My GSD will be 11 weeks old this Friday coming. I weighed and measured her at 10 weeks and it was 16 pounds and from her back to the ground was 13 inches. Is she normal size?


----------



## doggiedad (Dec 2, 2007)

i don't have my dog's height when he was 10 weeks old.
he weighed 17 lbs. if you bought from a reputable breeder
i don't think you have anything to worry about.


----------



## Courtney (Feb 12, 2010)

I know at 8 weeks he was 10 pounds...he would not have been too far from that at 10 weeks. Rusty was fine at that age...healthy. All dogs grow at different rates.


----------



## jmhoops (Jan 4, 2013)

My guy turned 10 weeks old yesterday and he weighs 22 lbs. and height (at withers) is around 16-17 inches (he was squirmy, so I could get it exactly).


----------



## MichaelE (Dec 15, 2012)

Lisl turned 10 weeks today.

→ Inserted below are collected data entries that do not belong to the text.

PR #1588, opened 2019-08-28
#13079. Generate links with new format

alber2510:


include/mega/megaclient.h
```diff
@@ -229,6 +229,9 @@ class MEGA_API MegaClient
     // pseudo-random number generator
     PrnGen rng;
 
+    // Use new format to generate Mega links
+    static bool newLinkFormat;
```
sergiohs84: Better to use a non-static member to avoid issues with multiple instances.

src/commands.cpp
```diff
@@ -3634,6 +3635,10 @@ void CommandGetUserData::procresult()
             }
             break;
 
+        case MAKENAMEID4('n', 'l', 'f', 'e'):
```
sergiohs84: It needs to be moved into the `flags` section.

src/commands.cpp
```diff
@@ -3634,6 +3635,10 @@ void CommandGetUserData::procresult()
...
+            newLinkFormat = client->json.getbool();
```
sergiohs84: Let's parse it as an integer, and do a casting to bool

src/megaapi_impl.cpp
```diff
@@ -879,19 +879,29 @@ char *MegaNodePrivate::getPublicLink(bool includeKey)
         return NULL;
     }
 
-    string strlink = "https://mega.nz/#";
-    strlink += (type ? "F" : "");
+    string strlink = "https://mega.nz/";
```
sergiohs84: It might worth to move this part into an static method in `std::string& MegaClient::getPublicLink(type, ph, key)` and use it as well in `megacli` at `exportnode_result()`

sergiohs84:
Additionally, the `MegaClient::openfilelink()` needs to be adjusted to allow both types of link, the new one and the old one. Same applies to `parsefolderlink()`.

src/megaapi_impl.cpp
sergiohs84: Also, check `megacli` can log into folder links of new format. Download file links should work fine once the `openfilelink()` is adjusted.

src/megaclient.cpp
```diff
@@ -1211,6 +1211,35 @@ MegaClient::~MegaClient()
...
+    else
+    {
+        nodeType = (type ? "#!" : "#F!");
+    }
+
+    strlink += nodeType;
+
+    char *base64ph = new char[12];
+    Base64::btoa((byte*)&(ph), MegaClient::NODEHANDLE, base64ph);
+    strlink += base64ph;
```
sergiohs84: Not a biggie, but here we should start using the new
```Base64Str<NODEHANDLE>((const byte*)&ph)```

File: src/megaclient.cpp [hunk 6]
```diff
@@ -9826,7 +9869,9 @@ error MegaClient::openfilelink(const char* link, int op)
     {
         ptr += 8;
 
-        if (*ptr == '!')
+        int a = strlen(ptr);
+        int b = sizeof key;
```
sergiohs84: Are the above variables for testing leftovers? :)

src/megaclient.cpp
```diff
@@ -1211,6 +1211,35 @@ MegaClient::~MegaClient()
...
+    strlink += base64ph;
+    strlink += (newLinkFormat ? "#" : "");
+    delete [] base64ph;
+
+    if (key)
+    {
+        strlink += (newLinkFormat ? "" : "!");
+        strlink += key;
+    }
+
```
sergiohs84: I miss here a `return strlink;`, don't you?

src/megaclient.cpp
alber2510: Fixed it

src/megaclient.cpp
alber2510: Fixed it

src/megaclient.cpp
alber2510: Fixed it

She is 18.8 pounds. Still haven't measured her at the shoulder yet.


----------



## Smitherman (Jan 6, 2013)

Im not worried at all, I was just curious is she was a runt or a big girl


----------



## gsdlover91 (Jul 21, 2012)

Berlin was about 18 pounds at 10 weeks


----------



## AngieW (Nov 13, 2012)

We got ours from the shelter at 10.5 weeks and she was 16 pounds then. The vet said the shelter's age estimate was definitely within 2 weeks and very likely within one week of her true age. Last week she was 6 months old and weighed 41 pounds. She looks completely GSD, but it's likely she has something else in there too since we got her at the shelter.


----------



## CurvyOne (Dec 21, 2012)

My pup just turned 9 weeks and he weighs 20lbs. By his growth rate so far he'll probably be around 22 at 10 weeks. 

Just like people, all GSDs grow at different rates and will end up different sizes. There is a range, and sounds like yours is still in the healthy range. (as long as ribs aren't protruding) 

I've seen a male 110lbs gsd who was obviously obese as he wasnt tall enough with big enough bone structure to handle that weight. But just two days ago I saw another 110lbs GSD who was just straight beefy. Muscular, tall and very healthy, just a tank.


----------



## blackshep (Aug 3, 2012)

gsdlover91 said:


> Berlin was about 18 pounds at 10 weeks


My puppy's name is Berlin too!


----------